Dyslexia Studies

Dyslexia Studies

Dyslexia is a specific disability in learning to read that often persists into adulthood without adequate, early intervention. Approximately 2% to 10% of the school-aged population in North America will be diagnosed with this disorder. One of the core problems faced by individuals with dyslexia is difficulty grasping the sound structure of the language and learning the correspondence between written and spoken language. The studies described below, using MSI, enrich our understanding of the mechanisms that cause dyslexia. This, in turn, will help experts arrive at an optimal course for intervention.

Using Magnetic Source Imaging in our laboratory at the University of Texas in Houston, we have obtained evidence of a brain activity pattern that is peculiar to dyslexic children and dramatically different than the patterns of normal readers. Thus far, we have examined 30 children with documented dyslexia and an equal number of normal readers. In virtually all cases the pattern is almost identical, showing greater activity in certain areas of the right hemisphere (i.e. the right half of the brain), exactly opposite to those activated in the left hemisphere of normal readers during reading. In addition, the temporal course of activation (i.e., the order in which different parts of the brain work together during reading) is dramatically different between dyslexics and normal readers.

Fig 1.

Three dimensional views of the surface of the brain of a dyslexic (top set of images) and a non-dyslexic child (lower set of images) during reading.

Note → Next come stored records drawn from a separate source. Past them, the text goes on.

PR #18, opened 2015-09-30
Warn when the rootDir contains the node_modules directory

marco-c:
While working on https://github.com/marco-c/tictactoe/, I was using the default value for the `rootDir` option.
This was causing the entire `node_modules` directory to be uploaded to `gh-pages`, but most of the files in `node_modules` weren't actually needed (at the time, actually, no one was needed).

So, I think we should warn the user when oghliner is going to upload the entire `node_modules` directory.

In the future, we should probably allow the user to specify a file whitelist/blocklist.

### DIFF
--- a/lib/deploy.js
+++ b/lib/deploy.js
@@ -23,10 +23,17 @@ var ghPages = require('gh-pages');
 var gitconfiglocal = require('gitconfiglocal');
 var gutil = require('gulp-util');
 
+var fs = require('fs');
+var path = require('path');
+
 module.exports = promisify(function(config, callback) {
   config = config || {};
 
   var rootDir = config.rootDir ? config.rootDir : '.';
+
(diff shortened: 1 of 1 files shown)


mykmelez:
> In the future, we should probably allow the user to specify a file whitelist/blocklist.

Yes, indeed. Unfortunately, the _gh-pages_ module doesn't make this easy, as its _src_ config option only accepts a single [minimatch](https://github.com/isaacs/minimatch) string. There are ways to specify globs to exclude with minimatch, but I don't think it's possible to specify both includes and excludes in a single string.

In any case, I wouldn't want to make users jump through hoops to figure out how to craft a minimatch string. Better to do something similar to the _fileGlobs_ config option for the _offline_ task, which takes an array rather than a single string.

PR #41, opened 2015-10-09
Add mocha for tests.

brendandahl:
I started writing some tests for bootstrap, but thought I'd put this up if more people are adding tests or there's some objection to using mocha.


mykmelez:
Mocha seems like a good option to me.

@marco-c You mentioned that you wrote some testing code for your Push library that we might be able to reuse. How would that work with Mocha?

marco-c:
It should be very easy to port my tests to use Mocha!

mykmelez:
Woot, then let's merge this and use Mocha for testing.

PR #50, opened 2015-10-09
Set cacheID to GitHub slug or name from package.json

marco-c:


mykmelez:
Looks good. Note that you can use _promisify_ to wrap functions like _ghslug_ in a promise-returning wrapper. In this case, it doesn't really matter, because we only call two asynchronous functions. But we should consider that if we add another asynchronous call here.

PR #51, opened 2015-10-09
Use github-slug in configure

marco-c:
I haven't tested it yet.


marco-c:
There was a minor bug, now fixed!

mykmelez:
Nice. Works for me too locally.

Note the nearly complete absence of activity in parts of the left half of the brain (blue square) in the dyslexic reader coupled with a wealth of activity in mirror areas of the opposite half of the brain. The opposite is true in the case of the normal, non-dyslexic child.

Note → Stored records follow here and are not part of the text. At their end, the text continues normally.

PR #63, opened 2015-10-13
Add basic test for bootstrap.

### LINKED ISSUE #36: figure out how to test bootstrap command
We should figure out how to test the _bootstrap_ command. Like _offline_ (#22), its effects are all local, so this should be straightforward.

brendandahl:
I had some issues with the gulp-install not triggering a finish event, but that can be fixed with calling sink() at the end. However, I have install disabled for tests as it is slow and require network connectivity.

Fixes #36

### DIFF
--- a/lib/bootstrap.js
+++ b/lib/bootstrap.js
@@ -23,6 +23,8 @@ var install = require('gulp-install');
 var rename = require("gulp-rename");
 var inquirer = require('inquirer');
 var gitconfiglocal = require('gitconfiglocal');
+var through2 = require('through2');
+var util = require('gulp-util');
 
 function prompt(questions) {
   // inquirer doesn't follow the node style callback so we can't use promisify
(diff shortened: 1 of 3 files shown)


marco-c:
Looks good to me, I have a single question. Why do you need the _noInstall_ option? Does the test fail on Travis if you try to install the dependencies? Or did you add it because otherwise the test takes too much time?

lib/bootstrap.js
```diff
@@ -131,7 +154,8 @@ module.exports = function(config) {
           .pipe(template(templateConfig))
           .pipe(conflict(rootDir))
           .pipe(gulp.dest(rootDir))
-          .pipe(install());
+          .pipe(config.noInstall ? util.noop() : install())
```
marco-c: Nit: couldn't you directly use sink here instead of util.noop and then sink?

brendandahl: Install also doesn't work if you don't do a sink().

brendandahl:
> Why do you need the noInstall option?

Mainly because it's slow as mentioned above. Let me try on travis and see if how it's doing.

lib/bootstrap.js
marco-c: Ah, ok. Could you update the comment in the following line then?

marco-c:
> Mainly because it's slow as mentioned above

Oops, I've skimmed over the first comment! I really didn't notice you wrote something in it :smile:

marco-c:
There are a few _npm ERR! tar.unpack untar error_ and then the test times out.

These findings are interesting for a number of reasons: (1) Information regarding aberrant brain function was made available for individuals rather than on a group basis. This can have a significant impact from a clinical point of view, in the treatment of this condition, since MSI can serve as an objective method to follow up specific intervention strategies; (2) This was the first functional brain imaging study on dyslexia that actually examined dyslexic children rather than adults diagnosed with the disorder. It is known that, with years of training and education, dyslexics may develop compensatory strategies for learning to read. Therefore, we assessed brain function in young children who are beginning to read. The goal of the research program is to determine what goes wrong in the brain to impede this process; (3) Our findings may have important theoretical implications by providing a more complete picture of the mechanism responsible for dyslexia.
Ongoing studies now assess directly the utility of MSI procedures for detecting changes in brain function in the course of education programs that teach children basic reading skills, such as the ability to mentally manipulate the sounds of the English language and to learn associations between printed letters and their pronunciation. In the context of these studies, we have collected preliminary data from four dyslexic children before and after participating in intensive eight-week-long intervention programs that emphasize training in phonological awareness skills. Results showed marked improvement in reading fluency. The profile of all four children shows a dramatic increase in left temporoparietal activation, which renders it nearly indistinguishable from the profiles of normal readers.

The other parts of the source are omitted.